富士山の東に“つるし雲” 雨が降る予兆
2023年9月21日(木)9時6分 ウェザーニュース
2023/09/21 09:17 ウェザーニュース
今日9月21日(木)の朝、富士山の東側の上空に滑らかな円形の雲が出現し、山梨から目撃されています。

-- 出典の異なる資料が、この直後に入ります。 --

PR #76, opened 2022-09-26
Feature/extend ci

### LINKED ISSUE #75: CI setup to include Windows and wider Python versions.
At the moment, the CI workflow is only testing the code on Mac and Ubuntu under Python 3.9. We definitely want this to cover Windows and more recent versions of Python.

davidorme:
# Description

This PR just extends the CI workflow to include Windows (since #69 removed the requirement for`fiona`) and adds Python 3.10 into the matrix. This is pinned at 3.10.6 because of a `mypy` issue - but a release of `mypy` to allow us to unpin to 3.10 is expected soon.

Fixes #75 

## Type of change

## Key checklist

## Further checks

### DIFF
--- a/.github/workflows/ci.yml
+++ b/.github/workflows/ci.yml
@@ -19,7 +19,7 @@ jobs:
       fail-fast: false
       matrix:
         os: [ ubuntu-latest, macos-latest, windows-latest ]
-        python-version: [ "3.9" , "3.10" ]
+        python-version: [ "3.9" , "3.10.6" ]
 
     steps:
     - uses: actions/checkout@v3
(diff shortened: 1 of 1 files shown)


jacobcook1995 (approved):

.github/workflows/ci.yml
```diff
@@ -18,8 +18,8 @@ jobs:
     strategy:
       fail-fast: false
       matrix:
-        os: [ ubuntu-latest, macos-latest ]
-        python-version: [ 3.9 ]
+        os: [ ubuntu-latest, macos-latest, windows-latest ]
+        python-version: [ "3.9" , "3.10.6" ]
```
dalonsoa, line 22: Do you really need to be that specific about the Python version here? What happens if you just use 3.10?

dalonsoa (approved):

.github/workflows/ci.yml
davidorme: For the moment it breaks because of `mypy` - see f3b5297 and https://github.com/python/mypy/issues/13627.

上空の風に乗って流れる普通の雲と違い、いちど出現すると場所がほとんど動きません。その様子が山の風下に吊されているように見えるので「つるし雲」と呼ばれます。
つるし雲とは
つるし雲は「レンズ雲」と呼ばれる種類の雲の一種で、高い山の風下に出現します。特に、
・上空を一定の強い風が吹いている
・上空の空気が湿っている
という気象条件が重なった時に発生しやすくなります。
強い風が山にぶつかると風の流れが変わり、風下では上下に振動する空気の波ができます。これを山岳波と呼びます。空気が湿っていると、波の山の部分で空気が上昇することで雲が発生し、波の谷の部分で空気が下降することで雲が消える、という原理で波に沿って雲ができます。
波の上下する場所はほぼ一定なので、空気は入れ替わっていても同じ場所で雲が出現し続けるわけです。
富士山のような単独峰の風下では円盤状や手羽先状のレンズ雲になり、山脈の風下に出来る場合は山脈と平行な帯状のロール雲になります。
天気下り坂となる予兆
上空に湿った空気が流れ込んでいるときに発生するという条件から、つるし雲が見えると天気が下り坂に向かうことが多いといわれます。
今日は日本海に停滞する前線と並行して湿った西風が東日本や西日本の上空を吹いています。記事内の「つるし雲」の写真が撮影された時点では、山梨県内はまだ雨が降っていなかったものの、この後は雨の降りやすい状況が続く予想です。まさに天気下り坂の予兆だったといえそうです。